__Task to carry out__
The line containing "### Proof manifests" marks the start. Return it and every later line of the listing below exactly, ending with the last one.

__Exercise input__
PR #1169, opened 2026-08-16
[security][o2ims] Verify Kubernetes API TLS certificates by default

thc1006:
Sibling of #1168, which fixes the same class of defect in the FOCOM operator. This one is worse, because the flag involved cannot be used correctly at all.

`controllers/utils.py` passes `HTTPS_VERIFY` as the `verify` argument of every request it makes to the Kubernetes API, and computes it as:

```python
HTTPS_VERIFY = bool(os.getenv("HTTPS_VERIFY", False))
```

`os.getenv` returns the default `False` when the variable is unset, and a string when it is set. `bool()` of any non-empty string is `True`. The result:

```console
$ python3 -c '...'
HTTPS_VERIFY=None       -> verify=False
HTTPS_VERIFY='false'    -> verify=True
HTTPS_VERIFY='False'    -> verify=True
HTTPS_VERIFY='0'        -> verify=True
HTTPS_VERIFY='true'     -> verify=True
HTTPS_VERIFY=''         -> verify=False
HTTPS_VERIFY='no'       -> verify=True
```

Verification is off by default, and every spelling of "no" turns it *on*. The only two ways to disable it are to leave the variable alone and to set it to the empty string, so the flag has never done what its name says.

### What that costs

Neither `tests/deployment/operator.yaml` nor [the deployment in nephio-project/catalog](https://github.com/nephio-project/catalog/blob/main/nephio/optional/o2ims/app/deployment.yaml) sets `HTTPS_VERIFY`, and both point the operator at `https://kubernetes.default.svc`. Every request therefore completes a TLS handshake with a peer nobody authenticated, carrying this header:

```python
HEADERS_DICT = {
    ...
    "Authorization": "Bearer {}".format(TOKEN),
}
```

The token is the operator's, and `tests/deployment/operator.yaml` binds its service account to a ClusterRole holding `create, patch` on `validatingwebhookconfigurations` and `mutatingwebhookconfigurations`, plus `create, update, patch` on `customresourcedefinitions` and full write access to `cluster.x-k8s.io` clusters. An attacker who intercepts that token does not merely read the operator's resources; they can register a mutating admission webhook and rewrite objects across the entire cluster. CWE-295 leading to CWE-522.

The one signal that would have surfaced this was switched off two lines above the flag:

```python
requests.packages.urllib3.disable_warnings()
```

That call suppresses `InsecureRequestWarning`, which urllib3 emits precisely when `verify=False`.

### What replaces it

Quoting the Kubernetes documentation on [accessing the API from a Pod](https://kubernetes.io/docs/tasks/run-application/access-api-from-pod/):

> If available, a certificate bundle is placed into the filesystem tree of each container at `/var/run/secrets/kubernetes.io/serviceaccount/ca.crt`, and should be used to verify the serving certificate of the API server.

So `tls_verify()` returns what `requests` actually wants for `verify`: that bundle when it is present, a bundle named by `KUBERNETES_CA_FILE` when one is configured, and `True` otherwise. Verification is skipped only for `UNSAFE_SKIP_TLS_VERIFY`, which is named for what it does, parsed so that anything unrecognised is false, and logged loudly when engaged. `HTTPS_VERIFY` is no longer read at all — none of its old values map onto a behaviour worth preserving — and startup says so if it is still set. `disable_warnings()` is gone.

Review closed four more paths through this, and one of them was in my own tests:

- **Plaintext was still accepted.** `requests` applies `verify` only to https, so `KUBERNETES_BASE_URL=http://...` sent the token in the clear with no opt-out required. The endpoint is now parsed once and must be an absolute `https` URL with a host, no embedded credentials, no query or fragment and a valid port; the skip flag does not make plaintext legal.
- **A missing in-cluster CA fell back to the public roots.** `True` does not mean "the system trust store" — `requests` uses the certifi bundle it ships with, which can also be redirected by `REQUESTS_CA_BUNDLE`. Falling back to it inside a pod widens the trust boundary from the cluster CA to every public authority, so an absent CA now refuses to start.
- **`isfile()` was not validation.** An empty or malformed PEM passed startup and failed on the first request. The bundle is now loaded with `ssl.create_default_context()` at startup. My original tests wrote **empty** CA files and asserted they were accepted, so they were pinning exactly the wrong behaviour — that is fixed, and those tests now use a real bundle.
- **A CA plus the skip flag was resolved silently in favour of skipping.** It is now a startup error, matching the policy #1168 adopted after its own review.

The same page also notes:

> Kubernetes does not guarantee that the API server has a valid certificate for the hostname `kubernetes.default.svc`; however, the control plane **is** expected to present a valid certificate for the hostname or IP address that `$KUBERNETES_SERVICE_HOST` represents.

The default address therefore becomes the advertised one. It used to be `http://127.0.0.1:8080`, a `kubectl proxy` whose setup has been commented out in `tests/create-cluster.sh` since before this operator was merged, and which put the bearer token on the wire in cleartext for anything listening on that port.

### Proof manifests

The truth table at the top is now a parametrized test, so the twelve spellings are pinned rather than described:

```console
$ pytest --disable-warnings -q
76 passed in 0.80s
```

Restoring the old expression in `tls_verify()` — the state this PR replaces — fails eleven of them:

__Result__
### Proof manifests

The truth table at the top is now a parametrized test, so the twelve spellings are pinned rather than described:

```console
$ pytest --disable-warnings -q
76 passed in 0.80s
```

Restoring the old expression in `tls_verify()` — the state this PR replaces — fails eleven of them:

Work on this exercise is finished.